▽

PR #687, opened 2026-09-15
Include Breeze `0.11`

dkytezab:
cc @jtbuch

PR #689, opened 2026-09-15
Support Breeze 0.11: `ρE` boundary-condition keys and the `base_pressure` datum

### LINKED ISSUE #488: Nested child's hydrostatic anchor uses terrain-surface pressure where Breeze expects a z = 0 datum
`mean_surface_pressure` (`ext/NumericalEarthBreezeExt/breeze_nested_atmosphere.jl:273`) computes the
domain-mean **surface** pressure over the child grid and passes it to `CompressibleDynamics` as
`surface_pressure`. Breeze defines that argument at **z = 0**, not at the terrain.

## The contract

`converged_hydrostatic_pressure` integrates from `z = 0` with `p(0) = p₀` up to each column's terrain
height, and `terrain_surface_reference_fields` uses it to derive the per-column surface reference
`pˢ`. Breeze's regression test asserts this directly: with the default `p₀`, it checks

```julia
z = znode(i, 1, k, grid, Center(), Center(), Center())   # absolute height above the z = 0 datum
p_exact = hydrostatic_pressure(z, 101325.0, θ₀, pˢᵗ, constants)
@test pᵣ[i, 1, k] ≈ p_exact rtol=1e-2
```

over terrain rising 0 to 1000 m (`test/terrain_following_reference_state.jl:25-72`). It then asserts
that at a given `k` the reference must differ between the flat and peak columns while agreeing at
equal physical height, which is the `pᵣ = pᵣ(z)` invariant the perturbation form depends on.

Two distinct steps are involved, and only the first is wrong here. `p₀` must be a sea-level (z = 0)
pressure, and each column must then be anchored at the value hydrostatically *reduced* from it to
that column's terrain height. Breeze does the second correctly. The caller supplies the wrong
quantity for the first, passing a value that is already at terrain level, so the reduction is
applied twice.

## Why this matters now

Before #863 in Breeze the reference state was not used by the pressure-gradient force by default, so
the anchor was largely inert. #863 made the perturbation form the default specifically to "suppress
the small-difference-of-large-numbers cancellation in the terrain-following PGF that otherwise
drives spurious slope-correlated surface winds over steep terrain". A mis-anchored reference
delivers a fraction of that benefit.

## Measured

8x6x50 nested child at 1/4 degree over a Colorado box (mean terrain 1921 m), Breeze#main +
NumericalEarth 0.6.0, CPU:

| | current | corrected `p₀` |
|---|---|---|
| `p` at k=1 | 80839.8 Pa | 80839.8 Pa (identical) |
| `pᵣ` at k=1 | 64615.2 Pa | 82445.6 Pa |
| \|p'\| at k=1 | 16224.6 Pa (**20.1 % of p**) | 1630.9 Pa (**2.0 %**) |
| \|p'\| domain-wide | 10041.1 Pa | 760.9 Pa |

`p` is unchanged between the two, confirming this is a decomposition and conditioning problem rather
than a wrong force: the reference state sits 16.2 kPa below the field it exists to track at the
terrain surface, and correcting the anchor collapses that by roughly 10x at the surface and 13x
domain-wide.

The reference value of 64615 Pa is approximately 81159 Pa reduced through another ~1900 m, which is
the signature of the reduction being applied a second time.

## Four independent routes agree on the magnitude

1. `converged_hydrostatic_pressure` integrates from `z = 0` with `p(0) = p₀`.
2. Breeze's default `p₀` is 101325 Pa, and the test above asserts against it at absolute height.
3. For this box, mean sea level pressure from the forcing data is 100798 Pa and the hydrostatically
   reduced surface mean is 102033 Pa, agreeing within 1.2 %, while the value currently passed
   (81159 Pa) sits 19.6 kPa below both. That gap is the O(rho g h) scale with h the domain's mean
   elevation: 1.0 * 9.81 * 1921 = 18.8 kPa.
4. The measured 10x collapse in |p'| when the anchor is corrected.

Worth noting that Breeze's default of 101325 Pa is 527 Pa from the mean sea level value here, so
passing nothing at all would be about 37x closer than the value currently computed.

## Scope

The defect is in the shared anchor computation, not in any dataset reader, so it affects any nested
parent dataset. It is invisible over ocean or low terrain, where surface and sea-level pressure
nearly coincide, which is likely why it has gone unnoticed. It is also invisible to Breeze's own
tests, whose terrain rises from z = 0 where the two conventions are the same number.

## Fix options

**Superseded, see the next section.** The original recommendation here was to read the single-level
dataset's mean-sea-level pressure field, or hydrostatically reduce the domain-mean surface pressure
to z = 0 using Breeze's own reference integration. That is correct for the terrain reference state,
but it is not safe on its own and cannot be done in NumericalEarth alone.

## This cannot be fixed here alone

`surface_pressure(dynamics)` is read as three different quantities in Breeze, tracked as
NumericalEarth/Breeze.jl#887:

| reading | consumers |
|---|---|
| pressure at the column's bottom face | flat reference state, `HydrostaticallyBalancedDensity` |
| pressure at absolute z = 0 | terrain reference state (what this issue is about) |
| pressure at the ground | bulk sensible heat, vapour, drag, and stability functions |

`atmosphere_model.jl:184` passes the same scalar into the boundary conditions, so the value this
issue asks NumericalEarth to change is also the one the surface fluxes use. On a plateau at 1921 m,
with true ground pressure 79672 Pa:

| anchor | reference error | θ₀ error | ρ₀ error (drag) |
|---|---|---|---|
| terrain-level 81159 Pa (passed today) | -16236.2 Pa | -1.69 K | 1.9 % |
| sea-level 100798 Pa (the fix proposed above) | -0.0 Pa | -20.79 K | 26.5 % |

Bulk drag is `-ρ₀ Cᴰ |U| u`, so the 26.5 % density error is a 26.5 % error in surface momentum drag,
and it scales the heat and moisture fluxes too. No single scalar zeroes both columns, so any value
NumericalEarth passes only chooses which consumer to break.

## Recommended sequencing

1. **Breeze disambiguates** (NumericalEarth/Breeze.jl#887). That issue also documents a second
   problem this depends on: the flat and terrain reference states currently use different datums, so
   the meaning of the parameter is not settled even within Breeze.
2. **NumericalEarth then passes a genuine z = 0 pressure** to the datum accessor: single-level `msl`,
   or the domain-mean surface pressure hydrostatically reduced via Breeze's own reference
   integration. The latter avoids MSLP's below-ground extrapolation assumptions, which are least
   reliable over exactly the high terrain where this matters.

Doing (2) before (1) trades a conditioning problem for a larger physical error in any configuration
that uses bulk surface fluxes. It is safe in configurations carrying none, which is why the nested
LAM case in this report is unaffected today.

## Solution-level evidence: retracted

An earlier version of this section reported that correcting the anchor reduced peak |w| at 1500 m by
2.5x. **That attribution was wrong.** The two runs compared differed in two variables rather than
one: they had different anchors, and one of them also carried an unrelated fix to the nested child's
terrain blending. The effect belongs to the terrain fix.

Completing the 2x2 on the same case (8x6x50 child at 1/4 degree over the Colorado Rockies, 3 s, peak
interior |w| at 1500 m):

| | terrain-level anchor (81159 Pa) | sea-level anchor (100798 Pa) |
|---|---|---|
| without the terrain-blend fix | 1.3529 m/s | 1.3529 m/s |
| with the terrain-blend fix | 0.5402 m/s | 0.5402 m/s |

The anchor has no measurable effect on |w| in either row; the terrain fix accounts for the entire
reduction. Runs within a row agree to every digit.

The honest position is therefore stronger than the "not established" this section originally
replaced: swapping the anchor across a ~19.6 kPa datum change produced **no measurable change** in
near-surface vertical motion in this configuration. That is one domain, one case and 3 s of
integration, so it does not rule out an effect on longer runs or steeper terrain, but it is a
measurement rather than a gap.

The reference-state error itself is unaffected by this retraction: the 16.2 kPa figure above is
measured directly from `pᵣ` against the state, not inferred from |w|.

ewquon:
Updates NumericalEarth for Breeze 0.11, which is breaking in two ways that reach this package.

**Boundary-condition and forcing keys** (NumericalEarth/Breeze.jl#974). Breeze now validates every key at construction. The `energy_bc_key` returned was a `pkgversion` gate resolving to `ρs`, which is only valid with `formulation = :StaticEnergy` — not on the potential-temperature model the nested LAM runs. It now returns Breeze's exported `total_energy_density_name` (`ρE`), the interface key that names the energy input rather than a prognostic, so Breeze routes it to whichever thermodynamic variable the formulation makes prognostic.

**The reference-pressure keyword** (NumericalEarth/Breeze.jl#893). `surface_pressure` was the datum at z = 0; it is now `base_pressure`, while `surface_pressure` names the derived 2D field at each column's bottom face. `CompressibleDynamics`, `ReferenceState`, `ExnerReferenceState`, `MoistAirBuoyancy` and `ParcelDynamics` all raise on the old spelling.

Only the Breeze-facing calls move. NumericalEarth's own `surface_pressure` keywords keep their spelling, so `atmosphere_model` and `nested_atmosphere_model` are unchanged for callers; the translation happens where the dynamics is built. `HydrostaticallyBalancedDensity` needs no change — it wants the pressure at the ground and kept the old spelling.

Closes #690 and supersedes #687 (and the since-closed #677). Those widen the bound to `0.10, 0.11` and change nothing else, which is potentially problematic on its own: the code they would ship still passes `ρs` and `surface_pressure`, so allowing 0.11 lets an environment resolve to a combination that raises at model construction rather than adding support for it. The range is also not one this package can honor after the migration: `total_energy_density_name` does not exist in 0.10, so `energy_bc_key` raises `UndefVarError` the first time a model is built. None of them moves the Oceananigans bound either, which Breeze 0.11 requires at 0.112. Hence `0.11` replacing the bound rather than extending it — which also stops CompatHelper regenerating the same PR.

Closes #488. This is also the `ρE`-unconditionally follow-up noted in the closing comment of #668, now that Breeze#974 has landed and tagged.

## Behavior

The first three commits are renames. The fourth is not, and it is here because 0.11 reinterprets the datum: 0.10 applied a scalar `surface_pressure` at the domain bottom; 0.11 takes a scalar `base_pressure` as the value at z = 0 then reduces it hydrostatically to each column's bottom face, giving a 2-D `surface_pressure` field. That reduction is what lets the reference surface pressure follow the terrain, but it means the input scalar means something different.

NumericalEarth was passing the domain mean of ERA5 `sp`, the pressure at the dataset's ground — approximately right under 0.10, where nothing reduced it. Under 0.11, the correct base pressure is the mean sea level pressure, which is by definition at z = 0 and already available alongside `surface_pressure` in the ERA5 single-level tables. 93dee10 changes the applied scalar from `sp` to `msl`. Because the reference state moves, results with ERA5 also change.

Note: A per-column datum is supported but is the wrong tool. An `sp` map double-counts terrain outright, and an `msl` map bakes the synoptic pattern into a reference state meant to be smooth and time-invariant. The scalar keeps the weather in the perturbation.

## Testing

`test/test_nested_simulation.jl` built its boundary conditions on `ρ` and `ρe`, which 0.10 dropped silently and 0.11 rejects; they become `ρᵈ` and `ρE`. Checked directly against Breeze 0.11 that the migrated shape constructs, passes lateral values through unconverted, and steps finite — and that each pre-migration spelling (`ρs`, `ρe`, `ρ`, and `CompressibleDynamics(; surface_pressure)`) raises the `ArgumentError` 0.11 intends.

**The suite passes against a ClimaSeaIce build carrying CliMA/ClimaSeaIce.jl#175** — 3226 pass, 2 broken, 0 fail, including `test_nested_simulation`. **Until that merges and is released, NumericalEarth cannot resolve Breeze 0.11 at all**: Breeze 0.11 requires Oceananigans 0.112, and released ClimaSeaIce caps it at 0.111. That is also why this PR moves the Oceananigans bound in each workspace subproject, which had pinned `0.111` independently of the root.

The datum change is not covered by CI — it needs ERA5, which lives in `DataTests.yml` (nightly, or on a PR labeled `run data tests`). It was checked independently instead: over a terrain-spanning ERA5 box the `sp`–`msl` difference matches that box's measured mean surface geopotential to within 1%, confirming the gap is the hydrostatic terrain reduction Breeze now performs.

https://claude.ai/code/session_01AWWn9XNLXVywosTVY8uS9z


docs/Project.toml
```diff
@@ -35,13 +35,13 @@ Suppressor = "fd094767-a336-5f1f-9728-57cf17d0bbfb"
...
+Breeze = "0.11"
 CUDA = "6"
 CairoMakie = "0.15"
 ConservativeRegridding = "0.2"
 Documenter = "1"
 DocumenterCitations = "1.3"
 Enzyme = "0.13.166"
 Literate = "2.2"
-Oceananigans = "0.111"
+Oceananigans = "0.111, 0.112, 0.113"
```
giordano: Can't support 0.111 and v0.112 at the same time since various keyword arguments were renamed

navidcy:
Atm ClimaSeaIce imposes Oceananigans v0.111 and Breeze Oceananigans v0.112

https://github.com/CliMA/ClimaSeaIce.jl/commit/db634bc050accb17198f0a9bca1497b69fe4b2f8#commitcomment-200807540 should resolve this issue.

docs/Project.toml
giordano: Sorry, I got mixed up between Breeze and Oceananigans. But Oceananigans v0.113 did rename one keyword argument (see https://github.com/CliMA/Oceananigans.jl/releases/tag/v0.113.0), I don't know if it's used here, but we used it in Breeze.jl

giordano: > But Oceananigans v0.113 did rename one keyword argument (see [CliMA/Oceananigans.jl@`v0.113.0` (release)](https://github.com/CliMA/Oceananigans.jl/releases/tag/v0.113.0)), I don't know if it's used here, but we used it in Breeze.jl

Yes, [it's used in a few examples](https://github.com/search?q=repo%3ANumericalEarth%2FNumericalEarth.jl+overwrite_existing&type=code)

navidcy: I'll deal with this in a new PR

navidcy: https://github.com/NumericalEarth/NumericalEarth.jl/pull/691

ewquon:
@giordano stacked #691 on top of this -- any other recommendations or is this OK to merge?

giordano:
It'd be good to get https://github.com/CliMA/ClimaSeaIce.jl/pull/177 merged and tag a new release, so that we can do a full testing.  I think that's ready, I just don't know whether @navidcy wanted to wait for something else.

giordano (approved):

△

Output each line of the records above exactly, beginning at the first, and stop once the line containing "## The contract" has been output.

PR #687, opened 2026-09-15
Include Breeze `0.11`

dkytezab:
cc @jtbuch

PR #689, opened 2026-09-15
Support Breeze 0.11: `ρE` boundary-condition keys and the `base_pressure` datum

### LINKED ISSUE #488: Nested child's hydrostatic anchor uses terrain-surface pressure where Breeze expects a z = 0 datum
`mean_surface_pressure` (`ext/NumericalEarthBreezeExt/breeze_nested_atmosphere.jl:273`) computes the
domain-mean **surface** pressure over the child grid and passes it to `CompressibleDynamics` as
`surface_pressure`. Breeze defines that argument at **z = 0**, not at the terrain.

## The contract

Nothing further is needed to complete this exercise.